İçerisine her türlü videonun, derginin ve pdf formatındaki birçok şeyin rahatlıkla yüklenebildiği tabletler amacının dışındaki her şey için kullanılmaya müsait bir haldedir.

Gelişmişlik adına hayata konulan bu proje gelecekte birçok sorunu beraberinde getirecektir.

Bu ve buna benzer birçok proje aslında Müslüman gençliği hedef tahtasına oturtan Batı (I) ı düşünürler tarafından üretilmiş projelerdir. Başbakan yardımcısı Bülent Arınç’ın hükümetin iktidarından bu yana birçok maddi gelişmeye imza attığını bunun yanında manevi olarak büyük bir düşüş yaşandığını itiraf etmesi söylediklerimizin tamamını doğrulamaktadır.

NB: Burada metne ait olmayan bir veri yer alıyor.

PR #209, opened 2019-10-10
Condition detailed chipmunk/perl deps on OS release

botimer:
re: PFDR-255


rrotter:
Looks good. I don't like the jessie exclusion boilerplate we've been copy/pasting around, but that's irrelevant since the same line is already elsewhere in the code and we can delete them when Jessie is gone.

botimer:
Totally agreed... This is very smelly and temporary.

PR #211, opened 2019-10-20
AEIM-2442 Add shib profile for www_lib

skorner:
I copied the HT shib profile and defined a new source for the config files on the puppet-master. I populated that source directory on the puppet-master with files from a current web server.


botimer:
I've made adjustments here to rely on the source/fileserver permissions, rather than making them explicit in the profile. This means that, for example, keys can be added without being listed.

manifests/role/webhost/www_lib_vm.pp
```diff
@@ -35,9 +35,12 @@
   include nebula::profile::www_lib::dependencies
   include nebula::profile::www_lib::perl
   include nebula::profile::www_lib::php
-  #  include nebula::profile::www_lib::shibboleth
   include nebula::profile::www_lib::apache
   include nebula::profile::unison
 
+  class { 'nebula::profile::shibboleth':
+    config_source => 'puppet:///shibboleth-www_lib'
```
daaang: `not-a_fan` But otherwise looks good to me.

botimer: Heh! We'll get that later. Thanks!

botimer:
This is not quite ready... we need shib2.conf and to fix one more problem on the modes.

botimer:
This is all set now. Verified as working in test environment.

PR #212, opened 2019-10-22
Block IPv6: purge chains and default to drop

sulemandiwan:
This should make the rules.v6 file block all ipv6 traffic by making chains empty and default to drop.


sulemandiwan:
I haven't tested it on a machine yet but will do that now that the thing is here.

sulemandiwan:
Separation was intentional for a variety of reasons.

PR #214, opened 2019-11-01
allow requests to ht-web-testing from datacenters

aelkiss:


skorner:
Looks good and corrects an oversight.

Maddi gelişme ile beraber manevi gelişmeyi sağlayamayan mevcut hükümet, toplumun cebini doldururken kalbinde yer etmiş her türlü maneviyatı tahrip etmek için birçok ahlaki yozlaşmaya imza atmıştır.

Gençlerimizi devletlerin ve hükümetlerin insafına bırakmadan onların her türlü manevi gelişimine katkıda bulunmak için yaz ayı ile beraber gelen mübarek Ramazan ayını fırsat bilip gençlerimizi manevi yönden geliştirmeye çalışmalıyız.

Bu çerçevede gençlerimizi Camilere, derneklere ve medreselere yönlendirerek sekiz aylık tahribatı yeniden onarmaya çalışmalıyız.